In deze zaak heeft Airhelp Limited, een rechtspersoon naar het recht van Hong Kong, een vordering ingesteld tegen Transportes Aereos Portugueses S.A. (TAP) wegens compensatie voor vertraging van luchtvaartpassagiers. De passagiers hadden een vervoersovereenkomst met TAP voor een vlucht van Terceira naar Lissabon en aansluitend naar Amsterdam op 29 juli 2017. Door een vertraging van 49 minuten bij de eerste vlucht misten zij hun aansluitende vlucht, waardoor zij uiteindelijk 5 uur en 50 minuten later dan gepland in Amsterdam arriveerden. Airhelp vorderde compensatie op basis van de Europese Verordening (EG) nr. 261/2004, die rechten van luchtreizigers regelt.
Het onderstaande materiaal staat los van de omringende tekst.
PR #6673, opened 2026-08-21
feat(settings): add provider-only management scope

hehuaiyu:
## Summary / 概述

- add a device-local `managementScope` setting for MCP, skills, and sessions, with all fields defaulting to `true` for backward compatibility
- add a "Providers only" master toggle plus independent controls in General Settings
- guard backend commands, startup migrations/imports, profile sync, provider projection, cloud skill sync, and periodic session usage work when the corresponding scope is disabled
- preserve unmanaged MCP configuration while switching Codex, Grok Build, and Gemini providers
- hide disabled MCP, Skills, and Sessions surfaces instead of leaving controls that can no longer succeed
- add localized copy for English, Simplified Chinese, Traditional Chinese, and Japanese, plus component and Rust regression coverage

This allows CC Switch to remain responsible for provider/account switching without also owning shared MCP, Skills, or session state maintained by other tools.

## Behavior / 行为

`managementScope` is stored as device-local settings:

```json
{
  "managementScope": {
    "mcp": true,
    "skills": true,
    "sessions": true
  }
}
```

When a scope is disabled:

- MCP import/write/projection is skipped, and existing live MCP sections are preserved during provider switches.
- Skills initialization, migration, mutation, provider/profile sync, and cloud sync are rejected or skipped.
- Session scanning, reading, deletion, migration, usage import/rebuild, and unified Codex session history injection are disabled.

Older settings files deserialize all three fields as enabled, so upgrading does not silently change existing behavior.

## Related Issue / 关联 Issue

N/A. This is a self-contained management-scope feature and does not claim to close an existing upstream issue.

## Screenshots / 截图

Not included. The UI change is limited to localized toggle rows in General Settings and is covered by component tests.

## Validation / 验证

- `pnpm typecheck`
- `pnpm format:check`
- full Vitest suite: 131 files, 987 tests passed
- `cargo check`
- `cargo clippy`
- settings command tests: 9 passed
- unmanaged MCP TOML preservation tests: 2 passed
- production renderer build
- `pnpm tauri build --no-bundle`
- `git diff --check`

## Checklist / 检查清单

TAP betwistte de vordering en voerde aan dat Airhelp niet bevoegd was om de vordering in te dienen, omdat er geen geldige cessie had plaatsgevonden. De kantonrechter oordeelde echter dat aan de vereisten voor een geldige cessie was voldaan, aangezien de cessie ter kennis van TAP was gebracht. De rechter stelde vast dat TAP geen beroep had gedaan op buitengewone omstandigheden die de vertraging zouden rechtvaardigen, en dat de passagiers recht hadden op compensatie van € 400,00 per passagier.
De kantonrechter heeft de vordering van Airhelp toegewezen, inclusief de wettelijke rente vanaf de datum van de vertraging. De vordering tot vergoeding van buitengerechtelijke kosten werd afgewezen, omdat Airhelp niet voldoende had aangetoond dat deze kosten waren gemaakt. De proceskosten werden toegewezen aan Airhelp, omdat TAP grotendeels ongelijk kreeg. Het vonnis werd uitvoerbaar bij voorraad verklaard.